王毅・中国外相、フィジーでIPEFを批判

(中国、米国、日本、韓国、ASEAN、インド、ニュージーランド、オーストラリア、オセアニア、フィジー)

北京発

2022年06月01日

中国の王毅国務委員兼外交部長(外相)はフィジーを訪問中の5月30日(現地時間)、「インド太平洋経済枠組み(IPEF)」について関税引き下げや市場開放がないことなどに言及し、「米国は自分の定めた基準とルールで他国を型にはめ、WTOを基本とする多角的貿易体制とは別のシステムを作り上げようとしている」と批判した。

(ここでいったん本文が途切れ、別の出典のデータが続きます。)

PR #1614, opened 2026-04-17
[ADD] Boutiques resource manager

natacha-beck:
Added a ResourceManager for Boutiques tool, provides a functionality to specify suggested resource according to option selected by the user. 

>   "BoutiquesResourceManager": {
>      "step": {
>         "demuxalot":
>         {
>             "cpu-cores":         6,
>             "ram":               15,
>             "walltime-estimate": "02:00:00"
>         },
>         "demuxlet":
>         {
>             "cpu-cores":         1,
>             "ram":               150,
>             "walltime-estimate": "04:00:00"
>         }
>      }
>   }

In this case if the step input is selected with demuxlet the task will asked for 1 cpu, 150Go of ram and 4 hours of walltime. 

More than one input can be specified

### DIFF
--- a/BrainPortal/lib/boutiques_resource_manager.rb
+++ b/BrainPortal/lib/boutiques_resource_manager.rb
@@ -1,0 +1,129 @@
+
+#
+# CBRAIN Project
+#
+# Copyright (C) 2008-2026
+# The Royal Institution for the Advancement of Learning
+# McGill University
+#
+# This program is free software: you can redistribute it and/or modify
+# it under the terms of the GNU General Public License as published by
+# the Free Software Foundation, either version 3 of the License, or
+# (at your option) any later version.
+#
+# This program is distributed in the hope that it will be useful,
+# but WITHOUT ANY WARRANTY; without even the implied warranty of
+# MERCHANTABILITY or FITNESS FOR A PARTICULAR PURPOSE.  See the
+# GNU General Public License for more details.
+#
+# You should have received a copy of the GNU General Public License
+# along with this program.  If not, see <http://www.gnu.org/licenses/>.
+#
+
+#
+# For example:
+#   "BoutiquesResourceManager": {
+#      "step": {
+#         "demuxalot":
+#         {
+#             "cpu-cores":         6,
+#             "ram":               15,
+#             "walltime-estimate": "02:00:00"
+#         },
+#         "demuxlet":
+#         {
+#             "cpu-cores":         1,
+#             "ram":               150,
+#             "walltime-estimate": "04:00:00"
+#         }
+#      }
+#   }
+#
+# If step input is selected with:
+#     - demuxalot it will set the ram requirement to 15
+#     - demuxlet  it will set the ram requirement to 150
+#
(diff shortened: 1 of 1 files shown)


BrainPortal/lib/boutiques_resource_manager.rb
```diff
@@ -0,0 +1,129 @@
...
+# This program is distributed in the hope that it will be useful,
+# but WITHOUT ANY WARRANTY; without even the implied warranty of
+# MERCHANTABILITY or FITNESS FOR A PARTICULAR PURPOSE.  See the
+# GNU General Public License for more details.
+#
+# You should have received a copy of the GNU General Public License
+# along with this program.  If not, see <http://www.gnu.org/licenses/>.
+#
+
+#
```
prioux, line 23: The documentation block is missing a paragraph of intro, something like

```
This module provides a tool with the ability to selectively specify resources parameters (walltime, cpus, memory) based on the values of some of the input fields.

etc
```

BrainPortal/lib/boutiques_resource_manager.rb
```diff
@@ -0,0 +1,129 @@
...
+      # Final lookup of resources structure
+      val   = val.to_s
+      res   = resources[val] # {"cpu-cores": 6, "ram": 40, "walltime-estimate": "2-4:00:00" }
+      res
+    end.compact
+  end
+
+  private
+
+  def walltime_in_second(walltime) #:nodoc:
```
prioux: The method should be `walltime_in_seconds` (plural).

BrainPortal/lib/boutiques_resource_manager.rb
```diff
@@ -0,0 +1,129 @@
...
+    # nil or already in second
+    return 0             if !walltime
+    return walltime      if walltime.is_a?(Integer)
+    return walltime.to_i if walltime =~ /\A\d+\z/
+
+    # Should be in format "DD-HH:MM:SS" of "HH:MM:SS" other cb_error
+    unless walltime =~ /\A(?:(\d+)-)?([0-1]\d|2[0-3]):([0-5]\d):([0-5]\d)$\z/
```
prioux, line 136: I would use the `x` modifier with that regex to make things more clear

prioux (changes requested):
Minor changes

BrainPortal/lib/boutiques_resource_manager.rb
prioux: Also instead of using Regexp.last_match, which can change if people insert code between the regex and the time you use it, I would save the match information directly in a variable:

```ruby
matchinfo = walltime =~ /
   long
   regex   # days
   here      
   with    # minutes
   comments
   /x

cb_error "blah" if ! matchinfo

days, hours, mins, secs = matchinfo[1..4]
```

prioux: Ah you know what, don't change the regex. Just do the mods to the documentation block at the top and rename `walltime_in_seconds` and I'll merge.

PR #1624, opened 2026-04-24
list support for Boutiques Input Subdir maker #1623

### LINKED ISSUE #1623: boutiques dir maker with file list
sometimes one might wish put files in the same folder using 

            "BoutiquesInputSubdirMaker": {
                "previous_results": {
                    "dirname": "ReconstructedDir"
                }
            }

Yet if `previous_results` input is list,  invocation file the task setup fails, as in the invocation build by CBRAIN "previous_results" is a string rather than array. It is extension, but also marked as a bug as IMHO the module should at least log some warning explaining that file lists are not supported.

MontrealSergiy:


MontrealSergiy:
found bugs revoking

王外相はさらに「米国は経済を政治化、武器化、イデオロギー化しようと企み、通常の貿易ですら米国の価値観に合うかどうかで評価しようとしている。このようなやり方は基本的な経済の法則に背き、自由市場に手かせ足かせをはめようとするものだ。相互に補い合うという経済のグローバル化の流れに背くもので、このような取り組みは自滅するだろう」とした。

王外相は5月22日にもIPEFの目的について「隠された意図を見抜く必要がある」として疑問を表明している(2022年5月24日記事参照)。なお、米国は5月26日に、フィジーがIPEFへの参加を決定したことを歓迎する声明を発表している(2022年5月30日記事参照)。